Stage 0: download text data
Stage 1: tokenize and normalize text with Moses tokenizer, and extract recasing and repunctuation labels
python recasepunc.py preprocess --lang $LANG < input.txt > input.case+punc
Stage 2: sub-tokenize with Flaubert/moses tokenizer, and generate pytorch tensors
python recasepunc.py tensorize input.case+punc input.case+punc.x input.case+punc.y --lang $LANG
Stage 3: train model
python recasepunc.py train train.x train.y valid.x valid.y checkpoint/path --lang $LANG
Stage 4: evaluate performance on a test set
python recasepunc.py eval test.x test.y checkpoint/path.iteration
Two scripts used to create the models are given as example of how to train for a new language:
./prepare.sh <lang>
for downloading data, creating sets, and preprocessing./train.sh <lang>
for trainging the model
Both assume the availability of a env.sh
script for loading the environment and setting up stuff.
requirements.freeze.txt
contains the package versions used for training.
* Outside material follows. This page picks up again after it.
PR #685, opened 2017-08-09
Also test on the submission port if the login is succesful

johansmitsnl:
When making a new PR I noticed that there was no test for smtp authentication on the submission port.
While adding it opendkim is complaining about the permission in the KeyTable location. It is set to /tmp/... but this is wrong.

You will need to modify recasepunc.py and set the BERT flavior for the new language and check that the tokenizer correctly handles punctuation. For French, we had to patch the tokenizer to keep input/punctuation synchronized.
This work was not published, but a similar model is described in "FullStop: Multilingual Deep Models for Punctuation Prediction", Frank et al, 2021.